Please repeat the line that has "The upstream PR" and all lines after it, exactly as they appear, through the end of the entries.

══ DATA FOR THIS TASK ══

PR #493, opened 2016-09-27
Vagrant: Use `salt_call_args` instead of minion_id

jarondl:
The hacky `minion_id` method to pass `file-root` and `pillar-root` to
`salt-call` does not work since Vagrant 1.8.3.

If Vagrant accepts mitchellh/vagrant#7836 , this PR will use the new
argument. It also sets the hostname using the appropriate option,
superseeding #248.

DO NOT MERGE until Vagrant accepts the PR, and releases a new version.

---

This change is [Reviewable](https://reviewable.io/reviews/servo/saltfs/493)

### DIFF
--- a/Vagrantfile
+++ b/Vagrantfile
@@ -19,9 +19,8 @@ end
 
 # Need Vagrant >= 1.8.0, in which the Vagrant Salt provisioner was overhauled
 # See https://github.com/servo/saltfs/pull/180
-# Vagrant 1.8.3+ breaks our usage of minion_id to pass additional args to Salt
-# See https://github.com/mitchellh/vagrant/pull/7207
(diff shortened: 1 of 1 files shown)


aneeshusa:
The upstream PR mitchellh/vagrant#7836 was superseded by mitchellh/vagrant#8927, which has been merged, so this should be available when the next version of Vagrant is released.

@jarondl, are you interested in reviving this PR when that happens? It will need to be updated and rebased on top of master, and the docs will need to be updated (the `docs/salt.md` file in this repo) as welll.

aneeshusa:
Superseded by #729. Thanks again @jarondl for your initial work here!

═══

ANSWER TO THIS PROBLEM —
The upstream PR mitchellh/vagrant#7836 was superseded by mitchellh/vagrant#8927, which has been merged, so this should be available when the next version of Vagrant is released.

@jarondl, are you interested in reviving this PR when that happens? It will need to be updated and rebased on top of master, and the docs will need to be updated (the `docs/salt.md` file in this repo) as welll.

aneeshusa:
Superseded by #729. Thanks again @jarondl for your initial work here!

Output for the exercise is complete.